TGFβ and BMP signals modulate pSMAD–PAR3 interactions in opposite directions. Each panel (A–F′) represents a single co-immunoprecipitation (IP) and western blotting (WB) experiment on cytosolic extracts, with lanes cut and aligned vertically for clarity. Experimental lanes in each panel should be compared to their own EGFP controls (top row) and not to EGFP controls in adjacent panels. Co-immunoprecipitation and western blotting in A–F were reversed in A′–F′, respectively. ep, electroporation. (A,A′) Compared to EGFP, caSmad2 increases and Lefty2 reduces PAR3–pSMAD2,3 interactions. (B,B′) caSmad2 reduces and Lefty2 increases PAR3–pSMAD1,5,8 interactions. (C–D′) BMP4 reduces PAR3–pSMAD2,3 interactions (C,C′) and increases pSMAD1,5,8–PAR3 interactions (D,D′). (E–F′) Noggin electroporations increase PAR3–pSMAD2,3 interactions (E,E′) and reduce PAR3–pSMAD1,5,8 interactions. (G) Top panel, western blotting of whole-cell lysates electroporated with EGFP, caSmad2, Lefty2, BMP4 or Noggin display similar levels of PAR3 protein.
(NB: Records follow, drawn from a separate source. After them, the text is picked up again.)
PR #1360, opened 2016-01-10
Per-component subscriptions

### LINKED ISSUE #734: Subscribe to specific components
I have some cool ideas for V2 :

- Might be cool to subscribe to specific components only for some users
- Multiple client dashboards (separated)?

If this is not the place for ideas, please let me know haha!

jbrooksuk:
Aside from tests, I think the core system works for this, just need a UI now to manage preferences.

Closes #734

### DIFF
--- a/app/Bus/Commands/Subscriber/SubscribeSubscriberCommand.php
+++ b/app/Bus/Commands/Subscriber/SubscribeSubscriberCommand.php
@@ -11,6 +11,11 @@
 
 namespace CachetHQ\Cachet\Bus\Commands\Subscriber;
 
+/**
+ * This is the subscribe subscriber command.
+ *
+ * @author James Brooks <james@alt-three.com>
+ */
 final class SubscribeSubscriberCommand
 {
     /**
@@ -28,6 +33,13 @@ final class SubscribeSubscriberCommand
     public $verified;
 
     /**
+     * The subscriptions that we want to add.
+     *
+     * @var array|null
+     */
+    public $subscriptions;
+
+    /**
      * The validation rules.
      *
      * @var array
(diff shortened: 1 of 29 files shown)


jbrooksuk:
For now, rather than a UI for managing preferences, how about an unsubscribe from component link in the email itself? Ping @joecohens

joecohens:
Yeah we need a way to unsubscribe from a single component as well

jbrooksuk:
@joecohens do you believe this to be ready and finished?

joecohens:
I think we are just missing the link to unsubscribe to a specific component. We could attach it to the current one.

jbrooksuk:
Are you ok adding this in?

joecohens:
Adding it now :)

jbrooksuk:
Seems to work fine Joe! Squash and merge?

jbrooksuk:
Squashed. Waiting on tests then we can merge!

joecohens:
:raised_hands:

txsteven:
Currently on 2.1.0 so forgive me if this is addressed in 2.1.1 But If I subscribe to only component A. And I create an incident on Component B. The user who has only subscribed to A still gets the notification. Is this working as designed or a bug fixed in 2.1.1?  

Respectfully,

jbrooksuk:
Ping @joecohens, this doesn't sound right?

joecohens:
Mmm I think we didn't filter subscriptions on the incidents, we only did when you update the a component. But I'm not sure if we should, because they are different subscriptions, one is site wide (all incidents) and the other one it's just for component updates not it's incidents. @jbrooksuk we need to review the functionality.

https://github.com/CachetHQ/Cachet/blob/master/app/Bus/Handlers/Events/Component/SendComponentUpdateEmailNotificationHandler.php#L59

https://github.com/CachetHQ/Cachet/blob/master/app/Bus/Handlers/Events/Incident/SendIncidentEmailNotificationHandler.php#L68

Bottom panel, loading controls. (H) Western blotting with anti-H1b (nuclear) and anti-α-tubulin (cytosolic) antibodies demonstrating the purity of cytosolic extracts prepared from EGFP and caSmad2-electroporated midbrains. (I) Cartoon summarizing the results shown in A–F.

Fig. 6.

LGL1–pSMAD interactions occur in the cytosol and are ligand dependent. (A) Absence of colocalization with DAPI demonstrates the cytosolic restriction of electroporated (ep) Lgl1–GFP. (B,C) Cytosolic extracts from Lgl1–GFP (1 µg/µl) electroporated cells display biochemical interactions between LGL1–GFP and pSMAD2,3 (B), and LGL1–GFP and pSMAD1,5,8 (C). Lgl1–GFP electroporations combined with pSMAD immunohistochemistry display cytosolic overlap between LGL1–GFP and pSMAD proteins (arrowheads, B,C). (D–K) Panels on the left represent single co-immunoprecipitation (IP) and western blotting (WB) experiments on cytosolic extracts, with lanes cut and aligned vertically for clarity. Experimental lanes in each panel should be compared to their own Lgl1–GFP controls (top row) and not to Lgl1–GFP controls in adjacent panels. Panels on the right provide immunohistochemical evidence of overlap (arrowheads) between LGL1–GFP and pSMAD2,3 or pSMAD1,5,8. (D,E) Compared to Lgl1–GFP controls, caSmad2 reduces and Lefty2 increases LGL1–GFP–pSMAD2,3 interactions. (F,G) Compared to controls (top panel), caSmad2 increases and Lefty reduces pSMAD1,5,8–LGL1–GFP interactions. (H,I) BMP4 increases LGL1–GFP–pSMAD2,3 interactions (H) and reduces pSMAD1,5,8–LGL1–GFP (I) interactions. (J,K) Noggin reduces pSMAD2,3–LGL1–GFP interactions (J) and increases pSMAD1,5,8–LGL1–GFP interactions (K). The scale bar in B applies to all immunohistochemical panels (B–K). (L) Cartoon summarizing data shown in B–K.

Fig. 7.

Cartoon summarizing cell-cycle-dependent TGF–BMP polarity interactions in regulating MHP formation. BMP signaling induces SMAD1,5,8 phosphorylation and reduces SMAD2,3 phosphorylation. This increases pSMAD1,5,8–PAR-complex interactions and reduces pSMAD2,3–PAR-complex interactions at apical junctions. BMPs also increase pSMAD2,3–LGL interactions and reduce pSMAD1,5,8–LGL interactions. Together these interactions create a stable epithelium. TGFβ signaling has the opposite effect and can disrupt epithelial organization and tight junction integrity either by increasing pSMAD2,3–PAR-complex interactions or decreasing pSMAD2,3–LGL interactions. Each cell cycles between the two states in a cell-cycle-dependent manner, giving rise to a dynamic epithelium capable of cell-shape changes, while retaining overall epithelial integrity. In addition, BMP and TGFβ signaling can modulate SLUG and NCAD expression in opposite directions, potentially through canonical mechanisms.